Syntax: ``SAMPLE_C_LZ dst, address, sampler_view.r, sampler, ref_value``
Example: ``SAMPLE_C_LZ TEMP[0], TEMP[1], SVIEW[0].r, SAMP[0], TEMP[2].x``
.. opcode:: SAMPLE_D
SAMPLE_D is identical to the SAMPLE opcode except that the derivatives for
the source address in the x direction and the y direction are provided by
extra parameters.
Syntax: ``SAMPLE_D dst, address, sampler_view, sampler, der_x, der_y``
Example: ``SAMPLE_D TEMP[0], TEMP[1], SVIEW[0], SAMP[0], TEMP[2], TEMP[3]``
.. opcode:: SAMPLE_L
SAMPLE_L is identical to the SAMPLE opcode except that the LOD is provided
directly as a scalar value, representing no anisotropy.
Syntax: ``SAMPLE_L dst, address, sampler_view, sampler, explicit_lod``
Example: ``SAMPLE_L TEMP[0], TEMP[1], SVIEW[0], SAMP[0], TEMP[2].x``
.. opcode:: GATHER4
Gathers the four texels to be used in a bi-linear filtering operation and
packs them into a single register. Only works with 2D, 2D array, cubemaps,
and cubemaps arrays. For 2D textures, only the addressing modes of the
sampler and the top level of any mip pyramid are used. Set W to zero. It
behaves like the SAMPLE instruction, but a filtered sample is not
generated. The four samples that contribute to filtering are placed into
xyzw in counter-clockwise order, starting with the (u,v) texture coordinate
delta at the following locations (-, +), (+, +), (+, -), (-, -), where the
magnitude of the deltas are half a texel.
.. opcode:: SVIEWINFO
Query the dimensions of a given sampler view. dst receives width, height,
depth or array size and number of mipmap levels as int4. The dst can have a
writemask which will specify what info is the caller interested in.

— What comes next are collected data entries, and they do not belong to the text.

PR #501, opened 2021-02-20
fix admin/lessons page

Ulisseus:
This is part of #409. As it is production works fine but development build fails because of runtime typescript type errors (trying to change useState value directly instead of creating a copy). I guess typescript or hooks were added later and since there were no tests nobody noticed. Production also won't be able to render empty lessons. 
Without fixing this first I won't be able to submit tests (they will fail, first from of type errors, second from incorrect index errors).

### DIFF
--- a/components/admin/lessons/AdminLessonInfo.tsx
+++ b/components/admin/lessons/AdminLessonInfo.tsx
@@ -152,7 +152,7 @@ export const AdminLessonInfo: React.FC<LessonInfoProps> = ({
   selectedLesson
 }) => {
   // true when user clicks on `create new lesson` button
-  if (lessons && selectedLesson === lessons.length - 1) {
+  if (lessons && selectedLesson === lessons.length) {
     return <NewLesson setLessons={setLessons} />
   }
 
--- a/components/admin/lessons/AdminLessonsSideBar.tsx
+++ b/components/admin/lessons/AdminLessonsSideBar.tsx
@@ -1,4 +1,5 @@
 import React from 'react'
+import _ from 'lodash'
 import { Lesson } from '../../../graphql/index'
 
 type SideBarLessonProps = {
@@ -13,14 +14,17 @@ export const AdminLessonsSideBar: React.FC<SideBarLessonProps> = ({
   setSelectedLesson,
   selectedLesson
 }) => {
-  const lessonListData = lessons || []
-
+  const lessonListData = _.cloneDeep(lessons) || []
+  if (lessonListData.length === 0) {
+    lessonListData.push({ title: 'Create New Lesson' })
+  }
   //check if create new lesson has already been pushed to the lessons array
   const lastIndex = lessonListData.length - 1
   const { title } = lessonListData[lastIndex]
   if (title !== 'Create New Lesson') {
     lessonListData.push({ title: 'Create New Lesson' })
   }
+
   const lessonList = lessonListData.map((obj: any, arrIndex: number) => (
     <a
       key={arrIndex}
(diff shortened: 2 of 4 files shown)


components/admin/lessons/AdminLessonInfo.tsx
```diff
@@ -152,7 +152,7 @@ export const AdminLessonInfo: React.FC<LessonInfoProps> = ({
   selectedLesson
 }) => {
   // true when user clicks on `create new lesson` button
-  if (lessons && selectedLesson === lessons.length - 1) {
+  if (lessons && selectedLesson === lessons.length) {
```
Ulisseus, line 155: There is lessons useState value at lessons page. It's passed to AdminLessonsSideBar where it is cloned and `Create new lesson` title is appended. Lessons themselves are not modified. So if you render 3 lessons, AdminLessonsSideBar will have 4 buttons and etc.

components/admin/lessons/AdminLessonsSideBar.tsx
```diff
@@ -13,14 +14,17 @@ export const AdminLessonsSideBar: React.FC<SideBarLessonProps> = ({
   setSelectedLesson,
   selectedLesson
 }) => {
-  const lessonListData = lessons || []
-
+  const lessonListData = _.cloneDeep(lessons) || []
```
Ulisseus, line 17: Without cloning it this function tries to edit useState value which will cause runtime typescript errors.

components/admin/lessons/AdminLessonsSideBar.tsx
```diff
@@ -13,14 +14,17 @@ export const AdminLessonsSideBar: React.FC<SideBarLessonProps> = ({
...
+  if (lessonListData.length === 0) {
```
Ulisseus, line 18: Without this check AdminLessonSideBar component won't be able to render empty array of lessons, `lastIndex` will be `-1` and you can get `title` value of undefined resulting in error. This probably won't happen in production (we are not going to delete all lessons), but since tests should cover 100% I needed to add it.

helpers/admin/adminHelpers.ts
```diff
@@ -7,8 +8,9 @@ export const getPropertyArr = (
   deleteProps?: string[],
   dropdownChange?: Function
 ) => {
-  ;(deleteProps || []).forEach(prop => delete options[prop])
-  const keys = Object.keys(options)
+  const cloneOptions = _.cloneDeep(options)
```
Ulisseus, line 11: Trying to edit useState value directly again hence cloning to avoid type errors.

pages/admin/lessons.tsx
```diff
@@ -4,11 +4,18 @@ import { AdminLessonsSideBar } from '../../components/admin/lessons/AdminLessons
 import { withGetApp, GetAppProps } from '../../graphql'
 import { Lesson } from '../../graphql/index'
 import { AdminLayout } from '../../components/admin/AdminLayout'
-
+import Error, { StatusCode } from '../../components/Error'
+import LoadingSpinner from '../../components/LoadingSpinner'
 const Lessons: React.FC<GetAppProps> = ({ data }) => {
+  const { loading, error, lessons } = data
+  if (loading) return <LoadingSpinner />
```
anthonykhoa, line 11: This is unnecessary, it is handled in AdminLayout
https://github.com/garageScript/c0d3-app/blob/master/components/admin/AdminLayout.tsx#L16

There error is handled in AdminLayout as well, except one difference is that there is no `message` prop value passed into the Error component that is returned

Ulisseus: Fixed.

ggwadera (approved):

anthonykhoa (approved):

Syntax: ``SVIEWINFO dst, src_mip_level, sampler_view``
Example: ``SVIEWINFO TEMP[0], TEMP[1].x, SVIEW[0]``
src_mip_level is an unsigned integer scalar. If it's out of range then
returns 0 for width, height and depth/array size but the total number of
mipmap is still returned correctly for the given sampler view. The returned
width, height and depth values are for the mipmap level selected by the
src_mip_level and are in the number of texels. For 1d texture array width
is in dst.x, array size is in dst.y and dst.z is 0. The number of mipmaps is
still in dst.w. In contrast to d3d10 resinfo, there's no way in the tgsi
instruction encoding to specify the return type (float/rcpfloat/uint), hence
always using uint. Also, unlike the SAMPLE instructions, the swizzle on src1
resinfo allowing swizzling dst values is ignored (due to the interaction
with rcpfloat modifier which requires some swizzle handling in the state
tracker anyway).
.. opcode:: SAMPLE_POS
Query the position of a given sample. dst receives float4 (x, y, 0, 0)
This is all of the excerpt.